PR #288, opened 2022-06-10
Remove spaces from test bundle identifiers

franklinsch:
Bug/issue #, if applicable: rdar://94811638

## Summary

Removes spaces from the bundle identifiers using in Swift-DocC tests to work around a bug in macOS Ventura Beta 1 (94747378).

## Dependencies

None.

## Testing

N/A, not a user facing change.

## Checklist

- [x] Added tests


franklinsch:
@swift-ci please test

ethan-kusters:
Should we add an XCTSkip'd test somewhere that is testing this? So we know if this regresses again in the future? (Unclear to me if having spaces in a bundle ID is supported or not)

franklinsch:
Given the URL RFC, I think we should actually treat bundle identifiers with spaces as invalid. The bug here is that DocC currently accepts them but shouldn't. I filed https://github.com/apple/swift-docc/issues/290

ethan-kusters (approved):

franklinsch:
@swift-ci please test

PR #304, opened 2022-06-15
Emit language-specific relationships

franklinsch:
Bug/issue #, if applicable: rdar://91627374

## Summary

Use SymbolKit's new `relationshipsByLanguage` API to emit language-specific relationships, e.g., for symbols that have different conformances in Swift vs. Objective-C.

## Dependencies

https://github.com/apple/swift-docc-symbolkit/pull/28

## Testing

Build documentation for the following class:

```
@interface MyClass : NSObject
@end
```

Verify that on the Swift documentation page, the relationships listed include the ones synthesized by the Swift compiler, e.g., a conformance to `Swift.Equatable`, and that on the Objective-C page, only `NSObject` is listed as an Inherited From symbol.

## Checklist

- [x] Added tests
- [x] Ran the `./bin/test` script and it succeeded
- [x] Updated documentation if necessary

## TODO

- [x] Add tests for language-specific `defaultImplementationOf`, `requirementOf`, and `optionalRequirementOf` relationships

PR #325, opened 2022-06-29
Stop duplicating auto-generated collections per-platform

ethan-kusters:
Bug/issue #, if applicable: rdar://95882462

## Summary

Resolves a regression introduced by #304 where auto-generated "Protocol Implementations" collections were being duplicated per platform.

The immediate fix is to call the `createInheritedSymbolsAPICollection` method a single time with all of the relevant relationships, instead of once per platform. It tracks internal state while building up the API collections so it's important to provide all possible relationships when calling the method.

I think there's a likely a longer-term fix we should make here in the way we're handling multi-platform symbol graph information since currently we're handling it similarly to multi-language symbol graph information but don't actually emit variants for it.

## Testing

Build documentation for multiple platforms, save the symbol graphs, and pass them to `docc convert`. Confirm that any auto-generated "Protocol Implementations" sections are only created once. 

Attaching a [small DocC catalog](https://github.com/apple/swift-docc/files/9014799/r95882462-reproducer.docc.zip) that reproduces the issue created by following these instructions for the following Swift snippet:

```swift
public struct BestStruct: MyProtocol {}

public protocol MyProtocol {}

extension MyProtocol {
    public func bestFunc() {}
}
```

## Checklist

- [x] Added tests

### DIFF
--- a/Sources/SwiftDocC/Infrastructure/DocumentationContext.swift
+++ b/Sources/SwiftDocC/Infrastructure/DocumentationContext.swift
@@ -1261,13 +1261,11 @@ public class DocumentationContext: DocumentationContextDataProviderDelegate {
             }
             
             // Create inherited API collections
-            for (_, relationships) in combinedRelationships {
-                try GeneratedDocumentationTopics.createInheritedSymbolsAPICollections(
-                    relationships: relationships,
-                    context: self,
-                    bundle: bundle
-                )
-            }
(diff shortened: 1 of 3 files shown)


ethan-kusters:
@swift-ci please test

QuietMisdreavus (approved):
Nice catch, thanks!

PR #332, opened 2022-07-07
load cross-import overlay module data, even for extensions

QuietMisdreavus:
Bug/issue #, if applicable: rdar://94736726

## Summary

Swift symbol graphs format the file names of cross-import overlays as if they were extension symbol graphs: `_OverlayModule@DeclaringModule.symbols.json`. However, if that overlay *also* declares some extensions, an extension symbol graph is also emitted: `_OverlayModule@SomeOtherModule.symbols.json`. In both cases, SymbolKit and Swift-DocC overwrite the symbol graph's module name with the name after the `@` in the file name. This creates a situation for cross-import overlays which declare extensions where the rendered module name is incorrect.

This PR changes how module information is loaded to preserve the parsed module name in the symbol graph if it indicates that it is from a cross-import overlay (i.e. it declares a "bystander" module). It also uses this information to emit the parsed module name alongside the bystander module(s) in the Render JSON for these symbols.

## Dependencies

https://github.com/apple/swift-docc-symbolkit/pull/46

## Testing

Generate a doc archive for a module which contains extensions from a cross-import overlay. (I couldn't get Xcode to generate symbol graphs that properly used cross-import overlay information, so you may need to use the symbol graphs i added as test data in this PR.) Make sure that symbols from the overlay properly have both the declaring and bystander modules in the Render JSON and/or on the page, instead of just the module being extended (which may be the same as the bystander module, as in the test data).

## Checklist

- [x] Added tests

### DIFF
--- a/Sources/SwiftDocC/Infrastructure/Symbol Graph/SymbolGraphLoader.swift
+++ b/Sources/SwiftDocC/Infrastructure/Symbol Graph/SymbolGraphLoader.swift
@@ -139,7 +139,7 @@ struct SymbolGraphLoader {
         var symbolGraph = symbolGraphs[url]!
         let (moduleName, isMainSymbolGraph) = Self.moduleNameFor(symbolGraph, at: url)
         
-        if !isMainSymbolGraph {
+        if !isMainSymbolGraph && symbolGraph.module.bystanders == nil {
             // If this is an extending another module, change the module name to match the exteneded module.
             // This makes the symbols in this graph have a path that starts with the extended module's name.
             symbolGraph.module.name = moduleName
@@ -250,7 +250,7 @@ struct SymbolGraphLoader {
         let isMainSymbolGraph = !url.lastPathComponent.contains("@")
         
         let moduleName: String
-        if isMainSymbolGraph {
+        if isMainSymbolGraph || symbolGraph.module.bystanders != nil {
             // For main symbol graphs, get the module name from the symbol graph's data
             moduleName = symbolGraph.module.name
         } else {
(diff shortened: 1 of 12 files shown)


Sources/SwiftDocC/Semantics/Symbol/Symbol.swift
```diff
@@ -115,7 +115,7 @@ public final class Symbol: Semantic, Abstracted, Redirected, AutomaticTaskGroups
     internal(set) public var extendedModule: String?
     
     /// Optional cross-import module names of the symbol.
-    internal(set) public var bystanderModuleNames: [String]?
```
franklinsch, line 118: Since this is public API, can we deprecated this instead, and make it return `crossImportOverlayModule.bystanderModules`?

Sources/SwiftDocC/Infrastructure/Symbol Graph/SymbolGraphLoader.swift
```diff
@@ -139,7 +139,7 @@ struct SymbolGraphLoader {
         var symbolGraph = symbolGraphs[url]!
         let (moduleName, isMainSymbolGraph) = Self.moduleNameFor(symbolGraph, at: url)
         
-        if !isMainSymbolGraph {
+        if !isMainSymbolGraph && symbolGraph.module.bystanders == nil {
```
franklinsch, line 142: This line and 253 could benefit from comments to explain why we're checking the bystander modules. The logic of what name we use is pretty subtle.

QuietMisdreavus:
Pushed up the requested changes.

@swift-ci Please test

franklinsch (approved):

QuietMisdreavus:
Rebased onto the latest `main`.

@swift-ci Please test

QuietMisdreavus:
@swift-ci Please test

PR #338, opened 2022-07-19
SE-0356: Implement snippet slicing

bitjammer:
Add an optional `slice` argument to the `@Snippet` directive, which
will only render a code listing comprised of the line range of the slice.

Remove snippet groups, as they are no longer used in the current design.

Replace logic that filters snippets and fake modules that hold snippets
to a more generic "is virtual" logic. A virtual symbol, topic, or documentation
node should not have its own page of documentation.

Testing: Moved snippet tests to their own test bundle as it was causing a lot
of thrash with navigator tests.

rdar://95220570

Requires SymbolKit model changes:
- https://github.com/apple/swift-docc-symbolkit/pull/50

Related change:
- https://github.com/apple/swift-docc-plugin/pull/20


bitjammer:
Looks like the CI can't fold in multiple PRs for this project, so the SymbolKit changes will need to land first.

bitjammer:
@swift-ci Please test

bitjammer:
@swift-ci Please test

Sources/SwiftDocC/Semantics/Snippets/Snippet.swift
```diff
@@ -18,18 +18,25 @@ public final class Snippet: Semantic, DirectiveConvertible {
...
             static let argumentName = "path"
         }
+        enum Slice: DirectiveArgument {
+            static let argumentName = "slice"
+        }
     }
 
     public let originalMarkup: BlockDirective
     public let path: String
+    public let slice: String?
```
franklinsch, line 28: Not specific to this PR, but having documentation comments for these public APIs would be great.

Tests/SwiftDocCTests/Semantics/SnippetTests.swift
```diff
@@ -58,10 +58,19 @@ class SnippetTests: XCTestCase {
         XCTAssertNotNil(snippet)
         XCTAssertTrue(problems.isEmpty)
     }
-
-    func testNoTopLevelPageForSnippetModule() throws {
-        let (_, context) = try testBundleAndContext(named: "TestBundle")
-        XCTAssertEqual(3, context.rootModules.count)
-        XCTAssertFalse(context.rootModules.contains { $0.path == "/documentation/Test" })
+    
+    func testSliceResolves() throws {
```
franklinsch, line 62: Are we missing a test that verifies a diagnostic is emitted if you're referring to a snippet that doesn't exist?

Sources/SwiftDocC/Semantics/MarkupReferenceResolver.swift
```diff
@@ -112,24 +118,19 @@ struct MarkupReferenceResolver: MarkupRewriter {
         return link
     }
 
-    mutating func resolveAbsoluteSymbolLink(unresolvedDestination: String, elementRange range: SourceRange?) -> String {
+    mutating func resolveAbsoluteSymbolLink(unresolvedDestination: String, elementRange range: SourceRange?) -> ResolvedTopicReference? {
         if let cached = context.documentationCacheBasedLinkResolver.referenceFor(absoluteSymbolPath: unresolvedDestination, parent: rootReference) {
             guard context.topicGraph.isLinkable(cached) == true else {
                 problems.append(disabledLinkDestinationProblem(reference: cached, source: source, range: range, severity: .warning))
-                return unresolvedDestination
+                return nil
```
franklinsch, line 125: If I understand correctly, this change doesn't change the behavior, because the previous was essentially setting `symbolLink.destination` to the same value it contained before?

Sources/SwiftDocCUtilities/Action/Actions/PreviewAction.swift
```diff
@@ -275,6 +275,8 @@ extension DocumentationContext {
     func previewPaths() throws -> [String] {
         let urlGenerator = PresentationURLGenerator(context: self, baseURL: URL(string: "/")!)
         
+        let rootModules = try rootModules.filter { try !entity(with: $0).isVirtual }
```
franklinsch, line 278: I think there might be other places in `DocumentationContext` where we want to apply the filtering. For example, I don't believe that `soleRootModuleReference` should consider virtual modules. It might be useful to expose a property like `nonVirtualRootModules` (is there a better word for non-virtual?) that we can use in more places.

Tests/SwiftDocCTests/Test Bundles/Snippets.docc/Test-snippets.symbols.json
```diff
@@ -0,0 +1,65 @@
...
+      "isVirtual": true,
+      "docComment": {
+        "lines": [
+          {
+            "text": "Does a foo. "
+          }
+        ]
+      },
+      "snippet": {
+	"language": "swift",
```
franklinsch, line 29: nit: Looks like the formatting is slightly off here (uses tabs instead of spaces like the rest of the file)

ktoso:
Just popping in to share how happy I am to see this happening already :) Even if it just lands in the packages we could be using it already in server projects -- really looking forward to it, thanks @bitjammer !

Sources/SwiftDocCUtilities/Action/Actions/PreviewAction.swift
bitjammer: I updated the `soleRootModuleReference` for the time being.

Tests/SwiftDocCTests/Semantics/SnippetTests.swift
bitjammer: Added a test.

Tests/SwiftDocCTests/Test Bundles/Snippets.docc/Test-snippets.symbols.json
bitjammer: Ah, yep! New machine, new vimrc and all that. Thanks

Sources/SwiftDocC/Semantics/MarkupReferenceResolver.swift
bitjammer: Correct, no functional change to the resolution logic. Just makes it easier to use the resolved reference in the snippet case.

Sources/SwiftDocC/Semantics/Snippets/Snippet.swift
bitjammer: No problem, added.

Sources/SwiftDocCUtilities/Action/Actions/PreviewAction.swift
bitjammer: I take that back, filtering in `soleRootModuleReference` would break snippet-only packages, so it should stay there for now.

bitjammer:
A pleasure, @ktoso, looking forward to seeing what you do with it!

bitjammer:
@swift-ci Please test

bitjammer:
@swift-ci Please test

bitjammer:
@swift-ci Please test

Sources/SwiftDocCUtilities/Action/Actions/PreviewAction.swift
franklinsch: Not updating `soleRootModuleReference` would cause wrong behavior for multi-language projects. For example, when building documentation for a Swift + Objective-C framework, the languages of article documents are inferred from `soleRootModuleReference`. When building a Swift + Objective-C framework that has snippets, there would actually be multiple modules and hence `soleRootModuleReference` would be nil and wouldn't be used to infer the languages of articles. 

This can probably be reproduced by adding snippets to `Tests/SwiftDocCTests/Test Bundles/MixedLanguageFramework.docc`, opening `/documentation/mixedlanguageframework/article` in the browser, and seeing that the language toggle at the top-right of the page would only show "Swift" rather than "Swift" and "Objective-C".

bitjammer: I see, so we need different logic here. For now, I can address this by filtering out virtual modules, but allow a virtual module to be the sole root module reference if it is the only one.

It might be good to rethink or at least rename this property in the future.

bitjammer:
@swift-ci Please test

ktoso:
> A pleasure, @ktoso, looking forward to seeing what you do with it!

Basically I want to throw out our workaround that collects all inline code pieces from a `md` file and makes a compile test for it.

We really need to have our docs code be compiled since we often end up with some old or partial code snippet and then users are utterly confused: like even yesterday there was such user:

> Don't get this example, .terminated is internal, you can't call it, or it's just an example what will happen when you creating a cluster system?

While the actual issue was... well, this method does not exist... and since the docc code is not verified, we missed it.

Really looking forward to this :) Thanks!

franklinsch (approved):

bitjammer:
Removed temporary commit to point to in-flight SymbolKit branch.

bitjammer:
@swift-ci Please test

PR #348, opened 2022-07-28
Trim snippet slice indentation

bitjammer:
When trimming a slice out of a snippet, the slice may span some
deeply nested scope that has indentation, so we don't want to take
those lines as is, because they may be unnecessarily indented when
presented as a slice.

rdar://97696391


bitjammer:
@swift-ci Please test

bitjammer:
Copyright header. Sigh.

bitjammer:
@swift-ci Please test

ethan-kusters (approved):

PR #349, opened 2022-07-28
Implement Snippet Slicing

bitjammer:
**Explanation**: This PR contains two commits to add a new `slice` parameter to the `@Snippet` directive, allowing authors to inline a named region of a snippet into documentation instead of the whole snippet if they like.

**Scope**: This implements changes made to the SE-0356 Swift Snippets proposal which added snippet slicing. These changes are only realized in the DocC Plugin and not Xcode.

**Risk**: Low. Snippets are already an opt-in feature that should only affect behavior when using DocC Plugin.

**Testing**: 
- [x] Included unit tests
- [x] Manual integration tests in Xcode by running the *Build Documentation* command on several projects to check for regressions
  - DocC itself (Swift)
  - https://developer.apple.com/documentation/xcode/slothcreator_building_docc_documentation_in_xcode (Swift)
  - https://github.com/mdiep/MMMarkdown (Objective-C)

**Reviewer**: @franklinsch @ethan-kusters

rdar://95220570&97696391


Package.resolved
```diff
@@ -6,8 +6,8 @@
         "repositoryURL": "https://github.com/apple/swift-argument-parser",
         "state": {
           "branch": null,
-          "revision": "d2930e8fcf9c33162b9fcc1d522bc975e2d4179b",
```
franklinsch, line 9: These revision updates for `swift-argument-parser` and `swift-crypto` seem unrelated, did you mean to include them?

bitjammer: This probably came through from a a full replacement of the Package.resolved file. I didn't change the definitions in Package.swift. Should these remain fixed?

franklinsch: Yes please, I'd prefer to have these dependencies updated separately so that we can test them in isolation.

bitjammer: Okay, I'll change that, one moment.

bitjammer: Fixed.

bitjammer:
@swift-ci Please test

franklinsch (approved):
Approving this for release/5.7 as part of SE-0356.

*WHAT YOU HAVE TO DO*. Count the lines of the entries above in which the string "seeing" appears. Supply the number only.

*RESULT*. 3